那一年,岩火龙18岁,仿佛在一个晚上就长大了。回到了中课佤寨后,他做的第一件事就是到附近各个佤山村寨,把所见所闻一股脑儿讲给父老乡亲听。他动情地说:“我还从没听说过汉人欢迎少数民族,也从没看过官家来欢迎老百姓,共产党来了,解放军来了,都变成真的了。阿佤人只有永远听毛主席的话,跟共产党走,热爱我们的祖国,才能过上好日子,阿佤人才有希望。”

1951年2月,当地政府选送岩火龙进了普洱专区民族干部训练班。他如饥似渴地学知识,学文化,学党的方针政策。多少个夜晚,学员们都入睡了,他还在油灯下苦苦读书写字,只为多学点知识,为阿佤人走出大山,迈向新生活奉献绵薄之力。多少个黎明,他坐在澜沧江边,期盼着东方旭日跳出江面,让火红的太阳普照在澜沧江上,让阿佤人都过上美滋滋的好日子。

我那天乘车路过澜沧江,看到在群山苍翠的映衬下,奔流的江水都被染成碧绿碧绿的了。时值傍晚,残阳如血,一抹霞光照在澜沧江上。岁月一晃流逝了70年,那个佤族小伙子的故事仍在佤山村寨广为流传:

岩火龙眼睛湿润了,沉浸在温馨回忆中。他抚摸着胸前一枚枚纪念章,感觉昨天的幸福来得那般神奇。岩火龙有着阿佤人的天性,是个快乐的年轻人,只是他也有不开心的事,打不开的结。养父岩顶在听了他的国庆观礼见闻之后,对共产党、解放军有了一定的认识,但面对中缅边境国民党李弥残部的暗中威胁和猖狂反扑,仍疑虑重重。

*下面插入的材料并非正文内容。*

PR #664, opened 2017-05-31
Isogram Exercise improvements: change method name/add failure messages

deohtee:
## Why?

- Improves the Isogram Exercise by adding failure messages and simplifying the method name 
- Helps bring the exercise up to standard

## What?

- Added failure messages to tell you what value was expected and what input was tested
- Shortened the method name from `is_isogram?` to `isogram?`
- Changed from version `3` to version  #`4`

## How Has This Been Tested?

- By generating the test for this exercise by running `bin/generate -f isogram' and then
testing the generated test. 

## Screenshots (if appropriate):
screen shot 2017-05-31 at 11 53 27 am

## Types of changes

- n/a Bug fix (non-breaking change which fixes an issue)
- [x] Enhancement (non-breaking change which adds functionality)
- [x] Breaking change (fix or enhancement that would cause existing functionality to change)
- n/a Gardening (code and/or documentation cleanup)

**Picked breaking change too because the method name changed so if you went back and ran the 
version 3 solutions against this version they would fail.**

## References and Closures

references #475

## Checklist:

- [x] I have read the **CONTRIBUTING** document.
- [x] My change relies on a pending issue/pull request
- n/a My change requires a change to the documentation.
- n/a I have updated the documentation accordingly.
- [x] I have added tests to cover my changes.
- [x] All new and existing tests passed.

PR #669, opened 2017-06-08
isogram: update solution to pass current tests.

Insti:
#664 updated the `isogram` tests but not the example solution.
For some reason Travis CI, which would have detected this, did not run on that PR.

This patch updates the example solution to pass the updated tests.

### DIFF
--- a/exercises/isogram/.meta/solutions/isogram.rb
+++ b/exercises/isogram/.meta/solutions/isogram.rb
@@ -1,9 +1,9 @@
 module BookKeeping
-  VERSION = 3
+  VERSION = 4
 end
 
 class Isogram
-  def self.is_isogram?(str)
+  def self.isogram?(str)
     letters = str.downcase.gsub(/[[:punct:]]| /, '').chars
     letters == letters.uniq
   end


exercises/isogram/.meta/solutions/isogram.rb
```diff
@@ -1,9 +1,9 @@
 module BookKeeping
-  VERSION = 3
+  VERSION = 4
 end
 
 class Isogram
-  def self.is_isogram?(str)
+  def self.isogram?(str)
```
kotp: Do use "string" as a name.   Better use phrase or word or whatever the most general "language" thing is that is wanted, rather than a programming thing.

Yet, even without that change, the example is not shown actively, so it would be acceptable to the "the problem is solvable in this language" goal.

deohtee:
Sorry I should have caught that as well, that's my fault.

kotp:
@deohtee are you running the git hooks when you develop these?

exercises/isogram/.meta/solutions/isogram.rb
Insti: What?

kotp: The argument name.

Insti: Oh, you were commenting on an aspect of the example solution that has not been changed as part of this PR.

This PR is just trying to make the existing example pass the current tests, if you want to improve the example solution this can be done in another PR.

deohtee:
I am not. Is there any documentation on it? I tried looking for some just now but couldn't find any ☹️

Insti:
@kotp?

The git hooks are not necessary to trigger Travis CI - only for local checks.

Insti:
@deohtee the git hook documentation is here: https://github.com/exercism/xruby#pull-requests

kotp:
Right... the hooks locally though can help contributors confirm the tests...

PR #1085, opened 2021-01-29
Fix the tests and use multiple Ruby versions

iHiD:
This PR gets the tests passing again. The track's CI still fails due to configlet failing, but it gives us sanity again for Practice Exercises. I've added inline comments to explain individual changes.


.github/workflows/exercise-tests.yml
```diff
@@ -19,29 +18,19 @@ jobs:
...
 
     steps:
       - uses: actions/checkout@v2
 
-      - uses: actions/setup-ruby@v1
+      - name: Set up Ruby
+        uses: ruby/setup-ruby@a699edbce608a2c128dedad88e3b6a0e28687b3c
         with:
           ruby-version: ${{ matrix.ruby-version }}
+          bundler-cache: true
```
iHiD, line 30: This removes the need for all the code below.

.gitignore
```diff
@@ -1,6 +1,5 @@
 .bundle
 bin/configlet
 bin/configlet.exe
-Gemfile.lock
```
iHiD, line 4: I don't know why the `Gemfile.lock` wasn't checked in, but it normally should be, so I've added it.

.ruby-version
```diff
@@ -0,0 +1 @@
+ruby-2.6.6
```
iHiD, line 1: Ruby 2.7 gives warnings about kwargs, but these warnings are no longer valid as Ruby 3.0 changed how they work, so I've just stuck with 2.6.6 for now, in line with all the other Ruby codebases (e.g. Test Runner)

lib/generator/files/track_files.rb
```diff
@@ -81,7 +81,7 @@ def update_version(version)
 
     class MinitestTestsFile < Writable
       def generate(template:, values:)
-        content = ERB.new(template, nil, '<>').result values.get_binding
+        content = ERB.new(template, trim_mode: '<>').result values.get_binding
```
iHiD, line 84: This is a change to the ERB lib in 2.6 onwards

lib/tasks/exercise_test_tasks.rb
```diff
@@ -16,18 +16,16 @@ def initialize(options:, test_runner: ExerciseTestsRunner)
...
 
-  def exercises
-    @exercises ||= Exercise.all
-  end
-
   def define_task_for_all_exercises
     desc 'Run the tests for all exercises'
-    task exercises: exercises
+    # TODO: Also add concept exercises
+    task exercises: Exercise.practice
```
iHiD, line 28: I've tested this with `Exercise.all` and it works in terms of generating the tests correctly, but the concept exercises currently fail the tests due to the structure being different, so I've stuck to practice exercises for now.

test/tasks/exercise_test.rb
```diff
@@ -5,47 +5,61 @@
...
-      end
+      FileUtils.mkdir_p "#{dir}/concept/test"
+      FileUtils.mkdir_p "#{dir}/concept/test2"
+      FileUtils.mkdir_p "#{dir}/practice/test3"
+      FileUtils.mkdir_p "#{dir}/practice/test4"
+
+      concept_file_list = FileList["#{dir}/concept/*"]
+      practice_file_list = FileList["#{dir}/practice/*"]
+      FileList.expects(:[]).with('exercises/concept/*').returns(concept_file_list).at_least_once
+      FileList.expects(:[]).with('exercises/practice/*').returns(practice_file_list).at_least_once
```
iHiD, line 16: I added `mocha` so I can do this ^^

lib/tasks/exercise.rb
```diff
@@ -1,25 +1,36 @@
...
+    def concept_slugs
+      FileList['exercises/concept/*'].pathmap('%f')
+    end
 
-    def slugs
-      FileList['exercises/*'].pathmap('%f').exclude('TRACK_HINTS.md')
+    def practice_slugs
+      FileList['exercises/practice/*'].pathmap('%f')
     end
   end
```
iHiD, line 22: All of this needs DRYing up at some point. But let's get everything working first.

ekingery (approved):

neenjaw:
I don't know how it exactly works all together, but each change looks reasonable with CI passing and listing each exercise.

iHiD:
Thanks both. I'll merge it down and keep going 🙂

岩火龙规劝岩顶别听信国民党匪帮的蛊惑,要和人民政府一条心。岂料养父根本就听不进去。时逢这时,李弥残部从缅甸流窜过边境,骚扰解放不久的普洱地区。岩顶愈发动摇了,害怕养子惹事,就把他禁锢在寨子里。1951年5月中旬,李弥残部一度攻占了西盟区政府,岩顶又公然讨好敌人,两次逼迫养子去参加残匪在西盟、允恩召开的“佧佤山反共抗俄促进会”。面对敌人的威逼利诱,岩火龙一身正气,拒绝代表中课部落在写有反共字眼的条文上签字。残匪头目知道岩火龙去过北京观礼,就怂恿岩顶让养子去台湾参观。岩火龙义正词严地回答:“我只去北京,绝不去台湾!”

无计可施的残匪只好把岩火龙放回中课寨,让岩顶对他严加管教。养父的所作所为,让岩火龙寒透了心。一次次劝告都失败了,绝望中,他想到了以死明志。于是,他穿戴上毛主席送他的毛呢制服、帽子和皮鞋,胸前挂满了来自全国各地的纪念章,在最后时刻,他要把心掏出来,向澜沧江的流水一样永远向着东方……

在他的客厅里,整整齐齐地摆出了各地馈赠的礼品,这些都是他平时舍不得吃,舍不得用的心爱之物啊。这个场景更像是一种告别仪式,他静候着召集的寨民到来,只为与众乡亲分享毛主席和政府送给阿佤人的真情,只为了向朝夕相处的寨民做最后的诀别。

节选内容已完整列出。